──────── Dataset records ────────
PR #11508, opened 2020-05-02
Add persistent cache to babel-core

### LINKED ISSUE #10838: Add persistent caching support to babel core
## Feature Request

Babel takes a significant amount of time when run from command line. This became especially frustrating as I was using it to transpile TypeScript. It was nice that I could configure different tools to support that simply by enabling their support for Babel. But it seemed wasteful that they kept performing the same conversions over and over again on subsequent command line statements etc. Caching should enable old fashioned make-like incremental building shared between all tools using Babel.

I would like to see an option added to enable caching to disk. Both for CLI calls and through Babel config files etc. Care will need to be taken to use proper hash keys, to ensure cache validity (e.g: catch incompletely written files), to reasonably optimize performance and to purge deprecated files (e.g: LRU caching). Unfortunately with different tools using Babel with different options cache might not be efficiently shared between those.

Caching is supported by babel-loader and babel-register but those (AFAIK) are not supported for use by tools like Karma, Rollup, es-dev-server and Storybook.

#5372 seems similar, but not the same as I'd like to be able to configure this for all tools at once.

When using the CLI I'm thinking about arguments like:

- `--cache` - to enable caching
- `--cacheDir`- to specify where to store cache files (default: node_modules/.cache/babel)
- `--cacheSize` - to specify maximum cache size

And similar options in config files and for related methods.

** Proof of concept **
I quickly hacked together a proof of concept implementation which reduced test execution time from about 14s to 7s. I've attached the modified @babel/core v7 lib/transformation/index.js below with rudimentary caching support added to the runSync() function
[babel-core-transformation-caching.zip](https://github.com/babel/babel/files/3935479/babel-core-transformation-caching.zip)
.

jridgewell:
| Fixed Issues?            | Fixes #10838
| Patch: Bug Fix?          |
| Major: Breaking Change?  |
| Tests Added + Pass?      | Not yet
| Documentation PR Link    |
| Any Dependency Changes?  |

This adds a persistent file cache. Testing on my work project, this reduces test transpiling from ~50s to ~20, and a preset-env transpile from 160s to 110s.

Each file is salted with the resolved configuration for the file, and with an optional shared "salt" object that can be passed via configuration.

We may want to open up the API to allow generic file-caches to be passed in, but that'll take a bit more work.


packages/babel-core/package.json
```diff
@@ -52,6 +52,7 @@
     "gensync": "^1.0.0-beta.1",
     "json5": "^2.1.2",
     "lodash": "^4.17.13",
+    "mkdirp": "^1.0.4",
```
JLHwung, line 55: nit: please use `make-dir` to be consistent with `@babel/cli`.

jridgewell: Done.

packages/babel-core/src/config/validation/option-assertions.js
```diff
@@ -154,6 +155,45 @@ export function assertCallerMetadata(
...
+        const propLoc = access(saltLoc, prop);
+        const value = salt[prop];
+        if (
+          value != null &&
+          typeof value !== "boolean" &&
+          typeof value !== "string" &&
+          typeof value !== "number"
+        ) {
+          // NOTE(logan): I'm limiting the type here so that we can guarantee that
+          // the "caller" value will serialize to JSON nicely. We can always
```
nicolo-ribaudo, line 183: Nit: this isn't "caller"

PR #11512, opened 2020-05-02
Use ?. where it represents the intended semantics

nicolo-ribaudo:

Let's test our `?.` implementation in a real codebase! After https://github.com/babel/babel/pull/11500, it can be correctly type-checked by Flow.

I replaced this using a few regular expressions, to only replace `&&` where on the right there was a property access, a method call, or a comparison.

Also, I noticed that `?.` plays very bad with `.indexOf()` because it returns `-1` instead of `null`.

### DIFF
--- a/packages/babel-core/src/config/index.js
+++ b/packages/babel-core/src/config/index.js
@@ -17,7 +17,8 @@ export type { PartialConfig } from "./partial";
 
 const loadOptionsRunner = gensync<[mixed], Object | null>(function*(opts) {
   const config = yield* loadFullConfig(opts);
-  return config?.options;
+  // NOTE: Do not use ?., since we want to return "null" explicitly
+  return config ? config.options : null;
 });
 
 const maybeErrback = runner => (opts: mixed, callback: Function) => {
--- a/packages/babel-core/src/config/index.js
+++ b/packages/babel-core/src/config/index.js
@@ -17,7 +17,7 @@ export type { PartialConfig } from "./partial";
 
 const loadOptionsRunner = gensync<[mixed], Object | null>(function*(opts) {
   const config = yield* loadFullConfig(opts);
-  return config ? config.options : null;
+  return config?.options;
 });
 
 const maybeErrback = runner => (opts: mixed, callback: Function) => {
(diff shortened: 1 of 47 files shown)


packages/babel-core/src/transform-file.js
```diff
@@ -25,15 +25,7 @@ type TransformFile = {
...
-    let options;
-    if (opts == null) {
-      options = { filename };
-    } else if (opts && typeof opts === "object") {
-      options = {
-        ...opts,
-        filename,
-      };
-    }
+    const options = { ...opts, filename };
```
nicolo-ribaudo, line 28: This isn't really related, but since `opts` can only be `null` or an object these two things have the same behavior.

packages/babel-generator/src/buffer.js
```diff
@@ -315,10 +315,10 @@ export default class Buffer {
     const origFilename = targetObj.filename;
 
     targetObj.identifierName =
-      (prop === "start" && loc && loc.identifierName) || null;
-    targetObj.line = pos ? pos.line : null;
-    targetObj.column = pos ? pos.column : null;
-    targetObj.filename = (loc && loc.filename) || null;
+      (prop === "start" && loc?.identifierName) || null;
```
nicolo-ribaudo, line 318: Here I left `null` for the `prop !== "start"` case.

packages/babel-standalone/src/index.js
```diff
@@ -207,7 +207,7 @@ function onDOMContentLoaded() {
 
 // Listen for load event if we're in a browser and then kick off finding and
 // running of scripts with "text/babel" type.
-if (typeof window !== "undefined" && window && window.addEventListener) {
+if (typeof window !== "undefined" && window?.addEventListener) {
```
nicolo-ribaudo, line 210: Here `typeof` is still necessary in case `window` isn't defined.

JLHwung:
FYI there is codemod: https://github.com/NullVoxPopuli/optional-chaining-codemod

nicolo-ribaudo:
I love writing regexps! :stuck_out_tongue:

hzoo:
Nice! We should try to make some codemods for all proposals if possible!

packages/babel-core/src/config/index.js
```diff
@@ -17,6 +17,7 @@ export type { PartialConfig } from "./partial";
 
 const loadOptionsRunner = gensync<[mixed], Object | null>(function*(opts) {
   const config = yield* loadFullConfig(opts);
+  // NOTE: Do not use ?., since we want to return "null" explicitly
   return config ? config.options : null;
```
existentialism, line 21: could always do `config?.options ?? null`

PR #11514, opened 2020-05-04
[helpers] Add a private function name within `createSuper`

cpojer:

The `createSuper` helper was changed sometime between 7.4 and 7.9 to add a new private function within `createSuper`. We noticed in a large codebase that when a custom error instance gets thrown (like `throw new class CustomError extends Error {}`), the top of the stack frame blames to this internal function instead of the callsite. In this diff I propose adding a function name so that it isn't anonymous and can be filtered out by error reporting systems (when using source maps correctly). This diff should only add one byte in minified output for users of the ES2015 class transform.


jridgewell:
@cpojer: Can you update the tests? Run `OVERWRITE=1 make test-only`

cpojer:
Somehow I can't locally run the tests on my Facebook company laptop, possibly related to some watchman and Jest setup issue. Any chance you could update the test? 😬

nicolo-ribaudo:
@cpojer Can you allow edits from maintainers?

cpojer:
@nicolo-ribaudo should have already been enabled:
Screen Shot 2020-05-04 at 21 00 31

existentialism:
@nicolo-ribaudo @cpojer pushed updated fixtures

nicolo-ribaudo:
CI failure related to `preset-env` should be fixed on master.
────────
◆ Task
Lines from the top of the entries through the line with "## Feature Request" are to be transcribed exactly, and nothing more.

◆ The answer
PR #11508, opened 2020-05-02
Add persistent cache to babel-core

### LINKED ISSUE #10838: Add persistent caching support to babel core
## Feature Request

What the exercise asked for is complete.